As a measure of human adiposity, the body mass index, defined as weight/height2, has been widely used in clinical investigations. For children undergoing pubertal development, whether this function of height and weight represents an optimal way of quantifying body mass for assessing of specific health outcomes has not been carefully studied. In this study, we propose an alternative pediatric body mass measure for prediction of blood pressure based on recorded height and weight data using single-index modeling techniques.
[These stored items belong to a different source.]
PR #674, opened 2018-08-17
Runtime config

yashwin:


app/initializers/irene.js
```diff
@@ -16,6 +16,40 @@ const initialize = function(application) {
   // Inject Store
   application.inject('component', 'store', 'service:store');
 
+  let runtimeConfig = window.runtimeGlobalConfig;
+
+  function parseUrl(url) {
+    let parser = document.createElement('a'), searchObject = {}, queries, split, i;
```
Praseetha-KR: instead of a tag can you use the webapi https://developer.mozilla.org/en-US/docs/Web/API/URL? this api is available in node also natively.

app/initializers/irene.js
```diff
@@ -16,6 +16,40 @@ const initialize = function(application) {
...
+    for(i = 0; i < queries.length; i++ ) {
+        split = queries[i].split('=');
+        searchObject[split[0]] = split[1];
+    }
+    return parser;
+  }
+
+  if(runtimeConfig) {
+    ENV.host = runtimeConfig.IRENE_API_HOST || ENV.host;
+    var devicefarmEnv = runtimeConfig.IRENE_DEVICEFARM_URL;
```
Praseetha-KR: devicefarmEnv should be ||'d also?

app/initializers/irene.js
```diff
@@ -16,6 +16,40 @@ const initialize = function(application) {
...
+      let deviceFarmWebsockifyHost = parseUrl(devicefarmEnv);
+      let deviceFarmSsl = deviceFarmWebsockifyHost.protocol === "wss:";
+      ENV.deviceFarmSsl = deviceFarmSsl;
+      ENV.deviceFarmPort = deviceFarmWebsockifyHost.port || (deviceFarmSsl ? 443:80);
+      ENV.deviceFarmHost = deviceFarmWebsockifyHost.hostname;
+    }
+    ENV.socketPath = runtimeConfig.IRENE_API_SOCKET_PATH || ENV.socketPath;
+    ENV.enableSSO = runtimeConfig.IRENE_ENABLE_SSO || ENV.enableSSO;
+    ENV.isEnterprise = runtimeConfig.ENTERPRISE || ENV.isEnterprise;
+    ENV.whitelabel = {
```
Praseetha-KR: Probably should be done via Object.assign. The whitelabel object may have other params which are not runtime derived, something like `ENV.whitelabel = Object.assign({}, ENV.whitelabel, <override object>)`.

Or use es6 object spread to do the same.

app/initializers/irene.js
yashwin: No, not required

app/initializers/irene.js
yashwin: Yeah, this works if we have the same key. But, here in our case - for example if white-label is enabled then it will be `ENV.whitelabel.enabled` and key in `runtimeConfig` will be `untimeConfig.WHITELABEL_ENABLED`

yashwin: if the key can be same, then we can do that 👍

app/initializers/irene.js
yashwin: done

app/initializers/irene.js
yashwin: @cosmosgenius 🔝

cosmosgenius: the override object would be something like 
```
{
	"enabled": runtimeConfig.WHITELABEL_ENABLED,
	.
	.
	.
}
```

PR #681, opened 2018-09-06
Handle connectivity issues

yashwin:
Depends on https://github.com/appknox/mycroft/pull/982


app/components/system-status/component.js
```diff
@@ -0,0 +1,46 @@
...
+import Ember from 'ember';
+import ENV from 'irene/config/environment';
+import {isNotFoundError} from 'ember-ajax/errors';
+
+export default Ember.Component.extend({
+
+  isStorageWorking: false,
+  isDeviceFarmWorking: false,
+
+  didInsertElement() {
```
cosmosgenius: Move this to didRender instead.. didInsertElement is usually used to access and hook into dom.

app/components/system-status/component.js
```diff
@@ -0,0 +1,46 @@
...
+    this.storageStatus();
+    this.deviceFarmStatus();
+  },
+
+  deviceFarmStatus() {
+    this.get("ajax").request(ENV.endpoints.ping)
```
cosmosgenius: Move this to concurrency. Along with the other function which do network calls

app/styles/app.sass
```diff
@@ -2618,3 +2618,67 @@ ul.email-list
...
+    left: 43%
+
+.system-status-container
+  margin-top: 100px
+  background: lighten($default, 50%)
+  padding-bottom: 10px
+  padding-top: 20px
+  border-radius: 10px
+  .system-status-box
+    ul
```
cosmosgenius: use class instead of tag. Ideally BEM.

PR #688, opened 2018-09-27
Add analytics feature request & update account ID, user ID

yashwin:


config/environment.js
```diff
@@ -265,7 +268,7 @@ module.exports = function(environment) {
     ENV['ember-cli-mirage'] = {
       enabled: false
     };
-    ENV['host'] = "http://localhost:8000";
+    ENV['host'] = "https://api.appknox.com";
```
cosmosgenius: won't this cause issue?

Specifically, we present a general form of partially linear single-index mixed effect models for the determination of this new metric. A methodological contribution of this research is the development of an efficient algorithm for the fitting of a general class of partially linear single-index models in longitudinal data situations. The proposed model and related model fitting algorithm are easily implementable in most computational platforms. Simulation demonstrates superior performance of the new method, as compared to the standard body mass index measure. Using the proposed method, we explore an alternative body mass measure for the prediction of blood pressure in children. The method is potentially useful for the construction of other indices for specific investigations.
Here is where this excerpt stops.